JPS58152376A - Organic electrolyte battery - Google Patents

Abstract

PURPOSE:To increase the quantity of the electric-discharge electricity of an organic solvent battery by using iron disulfide as an active material for the positive electrode, and washing said iron disulfide with hydrochloric acid so as to dissolve and remove impurities such as iron sulfide, iron metal and iron oxide contained in said iron disulfide. CONSTITUTION:In an organic electrolyte battery, a negative electrode 7 is prepared by using a light metal such a lithium as a negative active material, a positive electrode 1 is prepared by using as a positive active material, iron disulfide which is washed with hydrochloric acid so as to dissolve and remove impurities such as iron sulfide, iron metal and iron oxide contained in it, and electrolyte is prepared by dissolving lithium perchlorate in a mixture solvent consisting of propylene carbonate and 1,3-dioxysolane.

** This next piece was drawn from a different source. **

PR #273, opened 2026-09-17
fix(layout): a field's own alignas/attribute/decltype paren was taken for a function's parameter list, and the field vanished

joyful-ii-V-I:
`--layout` silently dropped a data member whenever its declaration carried a `(` that belonged to an `alignas`, `__attribute__` or `decltype` specifier, or sat inside a template argument list — `alignas(8) int x`, `int x __attribute__((aligned(8)))`, `decltype(1) x` and `std::function<void(int)> cb` were all misread as member functions and vanished, while the struct kept reporting `modeled="1"` with a size short by exactly that field's bytes.

`parameterListParen`'s candidate-paren scan now skips a `(` immediately preceded by `alignas`/`__attribute__`/`decltype`, and any `(` sitting inside a template argument list's `<…>`. Each shape now comes back honestly refused (`modeled="0"`, a named caveat) instead of silently missing — never a confidently wrong number.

In addition, such an organic electrolyte battery is constituted by the combination of a separator 4, a positive can 3, a negative can 5 and a gasket 8. Therefore, any reduction of the quantity of the electric-discharge electricity of the battery which might be caused due to impurities which might exist in the above iron disulfide can be prevented. Consequently, the quantity of the electric-discharge electricity of the battery can be increased, and the closed-circuit voltage of the battery in the midst of electric discharge can be increased.

Description

DETAILED DESCRIPTION OF THE INVENTION The present invention relates to improvements in organic electrolyte batteries that use light metals such as lithium as a negative electrode active material and iron disulfide as a type of positive electrode active material. The purpose is to improve the closed circuit voltage.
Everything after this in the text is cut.